Get information about all custom models

azure_cognitiveservices_formrecognizer.GetCustomModels({}, context)

Input

input object
- op string (values: full, summary): Specify whether to return summary or full list of models.

Output

output Models

TrainCustomModelAsync

Create and train a custom model. The request must include a source parameter that is either an externally accessible Azure storage blob container Uri (preferably a Shared Access Signature Uri) or valid path to a data folder in a locally mounted drive. When local paths are specified, they must follow the Linux/Unix path format and be an absolute path rooted to the input mount configuration setting value e.g., if '{Mounts:Input}' configuration setting value is '/input' then a valid source path would be '/input/contosodataset'. All data to be trained is expected to be under the source folder or sub folders under it. Models are trained using documents that are of the following content type - 'application/pdf', 'image/jpeg', 'image/png', 'image/tiff'. Other type of content is ignored.

azure_cognitiveservices_formrecognizer.TrainCustomModelAsync({
  "trainRequest": {
    "source": ""
  }
}, context)

Input

input object
- trainRequest required TrainRequest

Output

Output schema unknown

DeleteCustomModel

Mark model for deletion. Model artifacts will be permanently removed within a predetermined period.

azure_cognitiveservices_formrecognizer.DeleteCustomModel({
  "modelId": ""
}, context)

Input

input object
- modelId required string: Model identifier.

Output

Output schema unknown

GetCustomModel

Get detailed information about a custom model.

azure_cognitiveservices_formrecognizer.GetCustomModel({
  "modelId": ""
}, context)

Input

input object
- modelId required string: Model identifier.
- includeKeys boolean: Include list of extracted keys in model information.

Output

output Model

AnalyzeWithCustomModel

Extract key-value pairs, tables, and semantic values from a given document. The input document must be of one of the supported content types - 'application/pdf', 'image/jpeg', 'image/png' or 'image/tiff'. Alternatively, use 'application/json' type to specify the location (Uri or local path) of the document to be analyzed.

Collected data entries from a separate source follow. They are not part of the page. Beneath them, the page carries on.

Issue #8432, opened 2026-09-03
The whole KYC notification family has no producer: KYC_APPROVED, KYC_REJECTED and KYC_DOCUMENT_REQUIRED are declared, rendered, SECURITY-classified — and never sent


JiRaska:
## The gap

`NotificationTemplate` declares three KYC templates — `KYC_APPROVED`, `KYC_REJECTED`,
`KYC_DOCUMENT_REQUIRED`. All three are fully built out in notification-service: rendered, given
required variables (`KYC_DOCUMENT_REQUIRED(setOf("documentType"))`), and classified **SECURITY**, i.e.
always-on and un-mutable by notification preferences.

**None of them has a producer. `openbank-kyc-service` emits no notification requests at all** — not
one file under its `src/main` so much as mentions notification.

Verified by counting producer files outside notification-service, excluding tests:

| template | producer files |
|---|---|
| `ACCOUNT_FROZEN` | 3 |
| `TRANSACTION_FAILED` | 1 |
| **`KYC_APPROVED`** | **0** |
| **`KYC_REJECTED`** | **0** |
| **`KYC_DOCUMENT_REQUIRED`** | **0** |

The two that work are produced by account-service and the transaction path. The three that do not
are exactly the ones kyc-service would own.

## What the customer experiences

A customer is never told the outcome of their own identity verification. Not when it is approved,
not when it is rejected, and never that a document is needed. `GET /customer/v1/kyc` exists and the
app renders it honestly — but only if the customer thinks to go and look. Nothing prompts them.

`KYC_DOCUMENT_REQUIRED` is the sharpest of the three: it is the one template whose whole purpose is
to ask the customer to *do* something, and there is also no operation to raise it from. kyc-service's
routes are `cases`, `cases/{id}`, `cases/party/{partyId}`, `checks/{checkType}`, `approve`,
`pep-rescreen`, `reject` — there is no "request a document" transition, and no upload surface
anywhere in the fleet to satisfy one. ADR-0256 (perpetual KYC) is still `decision-status: proposed`.

## A monitor that cannot fire

`PushFallbackConfiguredButInert` in `prometheus-rules-push.yaml` alerts when a push fan-out for
`ACCOUNT_FROZEN|KYC_REJECTED|KYC_DOCUMENT_REQUIRED|TRANSACTION_FAILED` reaches a party with no
device and no fallback is routed. For two of those four templates the series can never be non-zero,
[...]

PR #8439, opened 2026-09-03
feat(kyc): tell the customer how their own identity verification ended

JiRaska:
Closes the first half of #8432.

## What was wrong

`KYC_APPROVED` and `KYC_REJECTED` have been declared in notification-service since it was written — rendered, given required variables, classified **SECURITY** so a customer cannot mute them. **Nothing has ever emitted either.** kyc-service published no notification requests at all; not one file under its `src/main` so much as mentioned notification.

A customer was never told the outcome of their own identity verification. `GET /customer/v1/kyc` reports it accurately, but only to someone who thinks to go and look — nothing prompts them.

notification-service has exactly three inputs — `openbank.notification.requests`,
`openbank.delegation.events`, `openbank.party.events` — and what reaches them is:

| source | templates it produces |
|---|---|
| account-service → requests | `TRANSACTION_COMPLETED` |
| sca-service → requests | `SCA_APPROVAL` |
| campaign-service → requests | dynamic, whatever a campaign names |
| `DelegationNotificationConsumer` ← delegation.events | the 8 `DELEGATION_*` |
| **kyc-service** | **nothing at all — this PR adds `KYC_APPROVED` + `KYC_REJECTED`** |

There is no kyc-events consumer either, so the three KYC templates were genuinely unreachable.

(An earlier version of this body claimed `ACCOUNT_FROZEN` had 3 producers and `TRANSACTION_FAILED`
had 1, as the working contrast. That was wrong — those were string matches on an HTTP error code
and two SEPA enums, not emissions. Neither is produced either; 12 of the 23 declared templates are
never emitted by anything. Corrected in #8432, and it makes the problem larger, not smaller.)

## Where it hooks in

`approveCase` and `rejectCase` — the pair `KycResource` actually calls. `approve`/`reject` are reached only by tests and are left alone; I initially wired the emission into those by mistake and the tests caught it, which is the reason two of them assert the call rather than just the verdict.

The rejection carries the operator's audit-trail reason, because the template renders it to the customer. "We could not verify your identity" with no reason is a dead end for someone who now has to work out what to fix.

## KYC_DOCUMENT_REQUIRED is deliberately not here

There is no transition to fire it from and nowhere for the customer to put a document. A push asking for something that cannot be supplied is worse than the silence it replaces. That is ADR-0256's territory and it is still `decision-status: proposed` — #8432 has the detail.

## A direct emitter, not the outbox

This service's outbox is single-destination: every entry goes to `kyc-outbox-out`, and `OutboxMessage` carries no topic, so a notification request cannot ride it without teaching the shared outbox contract about destinations. A direct emitter is also what account-service, campaign-service and sca-service already do for this exact envelope.

**The cost, stated rather than hidden:** a failed emit means the customer is not told while the verdict stands. That asymmetry is the right way round — a broker hiccup must never roll back a four-eyes compliance decision, nor turn a completed review into a 500 an operator retries into a duplicate. It is logged at WARN rather than dropped, because "the customer was not told" is an operational fact someone can act on. #8432 records that a durable version needs the outbox to learn destinations first.

## The part that would only have failed in production

`openbank.notification.requests` **is ACL-locked** — account-service, campaign-service and sca-service all carry explicit grants and notification-service reads it — so `allow.everyone.if.no.acl.found` does not apply. Without a `Write, Describe` grant on the kyc-service KafkaUser every emit fails at runtime with `TOPIC_AUTHORIZATION_FAILED`, and **no unit test can see it**. Same trap that bit the decoupled-SCA push in #2038. The ACL is in this PR alongside the code.

## Tests

**103 in kyc-service, 0 failures** (1 pre-existing Pact-broker skip, not mine). Four new:

- approve notifies, and does not send a rejection;
- reject notifies **with the reason the template renders**;
- a refused transition (case not `UNDER_REVIEW`) notifies nobody — so the notification cannot become a side effect of merely asking;
- **the load-bearing one:** a failing notification does not undo the verdict, and the verdict is still persisted rather than merely returned.

Falsified: removing the `runCatching` reddens exactly that last test and nothing else.

One process note worth passing on — `ktlint` reported *up-to-date* and clean on a changed file; `--rerun-tasks` then found a real import-order violation. Worth not trusting the cached green on a file you just touched.

## Linked issues
Refs #8432


JiRaska:
Reviewed this against the issue and the fleet's working producers — the implementation is right. `KafkaCustomerNotificationPublisher` is an idiom match for account-service's `KafkaNotificationRequestPublisher`, `recipient = partyId` is the documented convention every producer on this topic follows (`NotificationConsumer` line ~545 says so explicitly, and `resolveEmailRecipient` looks the real address up from party-service for the `KYC_REJECTED` no-device EMAIL fallback), and the `KafkaTopic` CR + DLQ for `openbank.notification.requests` already exist, so the ACL was the only infra piece missing. Leaving `KYC_DOCUMENT_REQUIRED` unproduced is the right call.

Two things opened as #8471, stacked on this branch so this one does not need reworking:

1. **The gate this is red on.** `gates (registry-kotlin-data)` fails on `event-contract-coverage-ratchet` — producing to a second topic makes kyc-service owe an ADR-0006 contract at `openbank-contracts/openbank-kyc-service/asyncapi.yaml`. Adding it then makes the grandfathered `openbank-kyc-service:openbank.kyc.events` baseline line stale, because the ratchet checks both directions. #8471 has both, plus a negative control proving the gate is not passing vacuously.

2. **A test that can see the wire.** The four tests here mock `CustomerNotificationPort`, so they cannot distinguish "the port was called" from "a `NotificationRequest` notification-service will act on". The gap that matters most is `NotificationTemplate.unknownVariables`: the consumer **rejects and acks** a request carrying an undeclared key, so a stray variable is silent non-delivery — successful send at this end, nothing at the customer's. #8471 adds `KycOutcomeNotificationWireIT`, which boots the service, swaps the channel for an in-memory sink and drives the real approve/reject endpoints. Falsified rather than asserted: removing both `notifyOutcome` call sites takes it to 2 failed of 3, and adding one undeclared `status` variable to `KYC_APPROVED` takes it to 1 failed of 3 on exactly that assertion.

No changes requested here — #8471 is additive and touches no `src/main` file.

JiRaska:
Closing this: **main has since grown ** (#8547 phase 2), which consumes `openbank.kyc.events` and maps `KYC_CASE_APPROVED`/`KYC_CASE_REJECTED` onto the same two templates this PR emits directly from `KycService`.

Merging both would send every customer **two** notifications for one KYC decision.

The consumer on main is also the better implementation, and by my own argument: it rides an event written in the same transaction as the decision through kyc-service's outbox, so it cannot be lost the way this PR's best-effort emit can — exactly the reasoning I used to choose the consumer shape for consent notifications in #8491. It also needs no `Write` ACL on `openbank.notification.requests` for kyc-service, so the gitops change here is unnecessary too.

Nothing here is worth salvaging: the port, the publisher, the ACL and the `notifyOutcome` swallow helper all exist to make the emitter safe, and the emitter is what is redundant. `KYC_DOCUMENT_REQUIRED` stays unproduced for the reasons in #8535 / #8568, unchanged by this.

Found while rebasing #8491 onto current main.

azure_cognitiveservices_formrecognizer.AnalyzeWithCustomModel({
  "modelId": ""
}, context)

Input

input object
- modelId required string: Model identifier.
- includeTextDetails boolean: Include text lines and element references in the result.
- fileStream SourceDataStream

Output

Output schema unknown

GetAnalyzeFormResult

Obtain current status and the result of the analyze form operation.

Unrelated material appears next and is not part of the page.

PR #8449, opened 2026-09-03
chore(governance): renew consent pentest attestation before it reds the fleet on 2026-09-18

JiRaska:
## The defect

`openbank-libs/governance/attestations.yaml` carried `consent.pentest` dated `2026-07-28` with `ttl_days: 21`. It expired on **2026-08-18**.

azure_cognitiveservices_formrecognizer.GetAnalyzeFormResult({
  "modelId": "",
  "resultId": ""
}, context)

Input

input object
- modelId required string: Model identifier.
- resultId required string: Analyze operation result identifier.

Output

output AnalyzeOperationResult

AnalyzeLayoutAsync

Extract text and layout information from a given document. The input document must be of one of the supported content types - 'application/pdf', 'image/jpeg', 'image/png' or 'image/tiff'. Alternatively, use 'application/json' type to specify the location (Uri or local path) of the document to be analyzed.

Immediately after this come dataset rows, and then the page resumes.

Issue #2901, opened 2026-07-31
auto-retry-cancelled.yml has no escalation path — 208 failures went unreported because a workflow_run job's red is addressed to nobody


JiRaska:
`auto-retry-cancelled.yml` has no escalation path on failure. It is triggered by `workflow_run`, so when it fails there is no PR to show a red check on and no commit status anyone reads — its red is addressed to nobody, exactly the blind spot `dependency-submission.yml` sat in for three days before it grew a `raise-issue` job.

## What that cost, measured

The workflow failed **208 times** and nobody noticed. Lifetime totals as of 2026-07-31:

```
W=repos/JiRaska/open-bank-oss/actions/workflows/auto-retry-cancelled.yml/runs
for s in "" "&status=success" "&status=failure" "&status=skipped"; do
  gh api "$W?per_page=1$s" --jq '.total_count'
done
```

| | count |
|---|---|
| total runs | 1069 |
| success | **0** |
| failure | 208 |
| skipped (job `if:` false) | 861 |

`208 + 861 = 1069` — no third category. Every run either never entered the job or entered it and exited 1. The first run ever recorded, `2026-07-29T21:57:14Z`, already concluded `failure`.

The underlying defect (a bare `gh run rerun` in a job with no `actions/checkout`, so `gh` cannot resolve the repo) is being fixed in #2898. **This issue is not about that defect.** It is about the two days of silence around it, and the fact that it surfaced only because a scheduled task happened to be reading this workflow's run history while watching for something else entirely. Nothing in the repo was going to report it.

## Why this workflow specifically is the sharp case

Its entire purpose is to act unattended — a spot reclaim is retried without a human in the loop. So "nobody is looking" is not an accident of this workflow, it is the design. That makes silent failure indistinguishable from silent success from every angle: the spot-killed run just sits there red, looking like an ordinary build failure, which is precisely the human round-trip #2330 existed to remove.

It is also the only `workflow_run`-triggered workflow in the fleet, so the scope here is one file:

```
for f in $(git ls-tree -r --name-only origin/main .github/workflows/); do
  git show origin/main:"$f" | grep -qE '^\s+workflow_run:' && echo "$f"
done
# -> .github/workflows/auto-retry-cancelled.yml
```

## Proposed change

Add a `raise-issue` job modelled on `dependency-submission.yml` (lines ~188-252), which is the house pattern:

[...]

PR #8459, opened 2026-09-03
fix(ci): give gh-retry.sh its first caller — spot-kill retry (#6853, #7976)

JiRaska:
## The measured fact

`.github/scripts/gh-retry.sh` landed in #8371 and had **zero callers**:

```
$ grep -rln 'gh-retry.sh' .github/
.github/scripts/gh-retry.sh
```

It landed and was not live. Meanwhile the exact failure it was written for reproduced on
[run 33738356244](https://github.com/JiRaska/open-bank-oss/actions/runs/33738356244) (2026-09-03, 50s):

```
jobs API attempt 1/3 failed: gh: API rate limit exceeded for installation ... (HTTP 403)
jobs API attempt 2/3 failed: ...
jobs API attempt 3/3 failed: ...
##[error]Could not read the jobs of .../runs/33737873956 (last: unknown); NOT re-running.
spot-kill-auto-retry run=33737873956 conclusion=cancelled decision=jobs-unreadable
```

Its target, run 33737873956, is a genuine `cancelled` reclaim still stranded at attempt 1 —
the same outcome #6255 produced, by the same mechanism the library exists to remove.

## What this changes

`spot-kill-retry.sh`'s own `is_transient` + 15s/30s loop is **replaced by `gh_retry`**, on
both call sites it wrapped (the jobs-API detection query and `gh run rerun`). The library waits
until a rate limit actually **resets** (capped by `GH_RETRY_MAX_WAIT_SECONDS`, 600s here)
instead of spending a fixed 45-second budget against a limit whose window is minutes.

Attempts go 3 → 5: the number now buys *reset windows*, not quick retries. The job takes an
explicit `timeout-minutes: 50` to bound the worst case. `ubuntu-latest` is free on a public
repo, so the trade is a concurrency slot against a reclaimed CI run that otherwise needs a human.

The script keeps only what is genuinely specific to it — the "already running" answer as a
**success** (#5489), which the library would classify `final` and escalate on a run that is in
fact already being re-run.

## Three defects found while wiring — each proven by making it fail first

**1. The library's self-test fired on the *caller's* argv.** `source x.sh` with no arguments
leaves the caller's positional parameters in place, so `[[ $1 == --self-test ]]` at the bottom
of a file whose entire contract is "source me" matched when the *caller* was self-tested.
Measured: `spot-kill-retry.sh --self-test` printed gh-retry's five lines and exited **0**,
having run **0 of the caller's 14 assertions**. Now guarded on `BASH_SOURCE[0] == $0`.

**2. `(last: unknown)` was a subshell bug.** `with_retry` runs inside a command substitution, so
the `RETRY_LAST_ERROR` it set never reached `main` — the production log above reports `unknown`
about a rate limit it had read in full. The text now crosses on a file
(`GH_RETRY_LAST_ERROR_FILE`), asserted by a new case.

**3. The sparse checkout would have broken the job.** It fetched only `spot-kill-retry.sh`;
sourcing the library would have died on line 78 with `No such file or directory`. Verified by
effect before adding the second path.

## Evidence — by effect, not by appearance

Driving the **real script** against a stub `gh` reproducing the 403 for the first 4 calls:

| | exit | decision | gh calls | re-runs issued |
|---|---|---|---|---|
| **before** (origin/main) | 1 | `jobs-unreadable` | 3 | **0** |
| **after** (this PR) | 0 | `rerun-cancelled` | 6 | **1** |
| control: limit clears at once, before | 0 | `rerun-cancelled` | 3 | 1 |
| control: limit clears at once, after | 0 | `rerun-cancelled` | 3 | 1 |

The control matters: the fix is not "retry everything harder" — behaviour is unchanged when the
limit clears immediately.

### Negative controls (all three flip red as they must)

- `ATTEMPTS` back to 3 → the #6853 case fails: `exit=1 (want 0), rerun calls=0 (want 1)`.
- remove the last-error file write → `FAIL the decision line lost the error text`.
- restore the unguarded self-test trigger → **exit 0 with 0 assertions run**, the vacuous green.

Three legacy assertions hard-coded `3/3` and would have passed *for the wrong reason* under
`ATTEMPTS=5` (the stub simply ran out of scripted answers). They now script five attempts and
are named `5/5`.

## Gates

- `gh-retry.sh` gains a `SUBJECTS=` line and a new **`gh-retry-selftest`** gate — it had none,
  which is part of how a library with no callers stayed invisible.
- `spot-kill-retry-selftest` `min_subjects` 12 → 14.
- Verified: `run-gates.py --only spot-kill-retry-selftest --only gh-retry-selftest` → PASS=2;
  `--list`, `check-gh-repo-context.py`, and all eight `gates.yaml` meta-validators exit 0;
  shellcheck and actionlint clean.

`GH_RETRY_DEAD_LETTER` is deliberately **not** enabled: this workflow already has `raise-issue`
(#2901) with a much better body, and two issues per incident is the #5266/#5285 split ledger
in a new place.

## Follow-up not taken here

`.github/scripts/check-ruleset-context-parity.py` carries a *third* implementation of the same
transient classification, in Python. Out of scope for this PR.

Refs #6853, Refs #7976


JiRaska:
Heads-up from #8473, which also edits `gh-retry.sh`'s self-test — a merge-order artifact, not a defect in this PR.

`gh-retry.sh --self-test` counts its own subjects with a manual `subjects=$(( subjects + 1 ))` next to each case (4 today), and `gates.yaml` sets `min_subjects: 4` against that. #8473 adds five more assertions to the same self-test — the shared transient-pattern corpus plus its negative cases — but they sit before the `echo "SUBJECTS=${subjects}"` block and, knowing nothing about this PR's counter, do not increment it.

Measured on the merged tree (`git merge-tree` of `9786de10a` and this PR's current head `9057b5eda`, clean):

```
self-test ok: transient retried to success
self-test ok: rate-limit class retried
self-test ok: final fails immediately (1 attempt)
self-test ok: exhaustion fails after max attempts
self-test ok: corpus has 34 cases, 13 of them must-stay-FINAL
self-test ok: every corpus case classifies as documented
self-test ok: an over-broad pattern is caught by the corpus (negative case)
self-test ok: a deleted pattern is caught by the corpus (negative case)
self-test ok: an unreadable vocabulary is loud, rc 2, and retries nothing
SUBJECTS=4
gh-retry self-test: all 4 cases behaved
```

Nine assertions ran; four were reported. Not red — the floor still passes at 4 >= 4 — but the number understates by more than half, and the trailing line says "all 4 cases behaved" about nine. That matters for exactly the reason this PR's own gates.yaml comment gives ("Subjects are assertions, not files: the floor drops the day someone deletes a case"): a floor that has drifted below the real count stops being able to notice the deletion it exists for. Five could be removed with the gate still green.

Whoever lands second owns the fix — increment `subjects` alongside the new cases and raise `min_subjects` to match. No action needed here if this merges first; #8473 will pick it up on rebase.

Worth noting a hazard in the counter's shape while it is being touched: a hand-maintained increment sitting apart from the assertion it counts is the same class of thing as a hand-kept gate scope, and it drifts the same way — silently, and in the direction that reads as passing. Deriving the count (e.g. counting the `self-test ok` lines the run actually printed) would make a contributed case impossible to leave out. Your call; the manual counter is fine as long as nothing lands beside it, which is precisely what just happened.

Full comparison and the falsification runs are in #8473.

JiRaska:
Follow-up to my earlier comment, on the `--self-test` argv hijack — your `BASH_SOURCE[0] == "${0}"` guard is the right shape, and I have a measurement that argues for landing this PR sooner rather than later.

**main's copy is still vulnerable.** #8473 branches from `main`, so it carries the naive `if [[ "${1:-}" == "--self-test" ]]`. Reproduced there with a two-line caller:

```
#!/usr/bin/env bash
source .github/scripts/gh-retry.sh
echo "CALLER REACHED"
```

```
== caller WITHOUT --self-test ==   rc=0   caller reached: YES
== caller WITH --self-test ==      rc=0   caller reached: NO — HIJACKED
                                   last line: gh-retry self-test: all cases behaved
```

`rc=0` in both. The library's own success line is the only thing printed, so a caller's suite reads as green having run nothing — exactly what you hit with spot-kill's 13 cases.

**Why this matters beyond spot-kill:** #8473 adds a *second* caller. Its `ruleset-context-parity` self-test sources the library to check the shell and Python classifiers agree message-for-message over a shared corpus. On main's guard that caller is safe only *by accident* — `bash -c` passes no operands, so `$1` is unset. Measured with one operand added:

```
== bash -c "source lib; ..." with no operands ==   transient / final      (correct)
== same, with an operand added ==                  self-test lines        (hijacked)
== same, with `set --` first ==                    transient / final      (correct)
```

So #8473 clears `$@` before sourcing. That is caller-side belt-and-braces; your guard is the half that actually fixes it for everyone, which is why it should not wait.

**One thing I tried and backed out, worth recording.** I wrote the identical `BASH_SOURCE[0] == "${0}"` line on my branch, expecting a byte-identical change to merge as a no-op. It does **not** — `git merge-tree` went from clean to conflicting, because our explanatory comments above the line differ, and the merged file was left with conflict markers at line 191 (both shell self-tests then died on `syntax error near unexpected token '<<<'`). Reverted; the library fix is yours alone, and the merge is clean again:

```
merge rc=0
merged tree: BASH_SOURCE guard present exactly once
  gh-retry:  all 4 cases behaved
  spot-kill: 14 passed, 0 failed
  parity:    22 cases
```

Worth knowing generally: "same change on both sides merges cleanly" is not true when the surrounding comments differ, and this repo's CI would not have caught it — a conflicted merge only shows up if someone materialises the merged tree and runs it.

No action needed on your side; #8473 does not depend on this PR either way.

azure_cognitiveservices_formrecognizer.AnalyzeLayoutAsync({}, context)

Input

input object
- fileStream SourceDataStream

Output

Output schema unknown

GetAnalyzeLayoutResult

Track the progress and obtain the result of the analyze layout operation

azure_cognitiveservices_formrecognizer.GetAnalyzeLayoutResult({
  "resultId": ""
}, context)

Input

input object
- resultId required string: Analyze operation result identifier.

Output

output AnalyzeOperationResult

AnalyzeReceiptAsync

Extract field text and semantic values from a given receipt document. The input document must be of one of the supported content types - 'application/pdf', 'image/jpeg', 'image/png' or 'image/tiff'. Alternatively, use 'application/json' type to specify the location (Uri or local path) of the document to be analyzed.

azure_cognitiveservices_formrecognizer.AnalyzeReceiptAsync({}, context)

Input

input object
- includeTextDetails boolean: Include text lines and element references in the result.
- fileStream SourceDataStream

Output

Output schema unknown

GetAnalyzeReceiptResult

Track the progress and obtain the result of the analyze receipt operation.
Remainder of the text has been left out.